### [What you should do]
Whenever a line in the entries below contains the string "additional", copy that line.

### [Given entries]
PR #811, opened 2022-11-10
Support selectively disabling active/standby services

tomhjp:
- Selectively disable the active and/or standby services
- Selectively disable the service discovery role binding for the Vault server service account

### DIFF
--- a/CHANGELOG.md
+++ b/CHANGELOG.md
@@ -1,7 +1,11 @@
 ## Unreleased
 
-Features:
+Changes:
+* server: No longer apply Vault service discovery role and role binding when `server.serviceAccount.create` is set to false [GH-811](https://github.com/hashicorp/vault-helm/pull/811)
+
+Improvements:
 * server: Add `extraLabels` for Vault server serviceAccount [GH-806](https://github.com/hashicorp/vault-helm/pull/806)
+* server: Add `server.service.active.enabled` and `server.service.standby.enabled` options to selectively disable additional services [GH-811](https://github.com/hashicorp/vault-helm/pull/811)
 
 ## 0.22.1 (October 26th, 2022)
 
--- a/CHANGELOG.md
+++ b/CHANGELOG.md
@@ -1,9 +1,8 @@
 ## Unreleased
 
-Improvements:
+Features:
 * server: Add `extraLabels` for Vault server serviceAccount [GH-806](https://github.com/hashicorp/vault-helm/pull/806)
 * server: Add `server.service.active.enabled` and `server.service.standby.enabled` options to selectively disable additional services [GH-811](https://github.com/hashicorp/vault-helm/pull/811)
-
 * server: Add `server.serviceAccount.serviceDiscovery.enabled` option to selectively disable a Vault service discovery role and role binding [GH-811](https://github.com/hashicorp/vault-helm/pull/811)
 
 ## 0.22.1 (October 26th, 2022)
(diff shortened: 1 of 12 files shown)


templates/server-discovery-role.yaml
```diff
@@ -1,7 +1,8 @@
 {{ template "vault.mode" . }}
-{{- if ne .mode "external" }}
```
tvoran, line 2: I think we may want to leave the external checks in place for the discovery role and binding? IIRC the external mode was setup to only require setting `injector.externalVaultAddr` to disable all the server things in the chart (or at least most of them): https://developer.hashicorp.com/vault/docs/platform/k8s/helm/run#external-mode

...

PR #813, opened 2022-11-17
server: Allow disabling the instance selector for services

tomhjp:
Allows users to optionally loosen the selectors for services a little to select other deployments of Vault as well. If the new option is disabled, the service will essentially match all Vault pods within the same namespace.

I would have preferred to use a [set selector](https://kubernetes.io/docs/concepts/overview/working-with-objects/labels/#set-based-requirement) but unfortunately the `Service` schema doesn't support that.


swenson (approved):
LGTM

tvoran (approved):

### [Answer to the problem]
+* server: Add `server.service.active.enabled` and `server.service.standby.enabled` options to selectively disable additional services [GH-811](https://github.com/hashicorp/vault-helm/pull/811)
 * server: Add `server.service.active.enabled` and `server.service.standby.enabled` options to selectively disable additional services [GH-811](https://github.com/hashicorp/vault-helm/pull/811)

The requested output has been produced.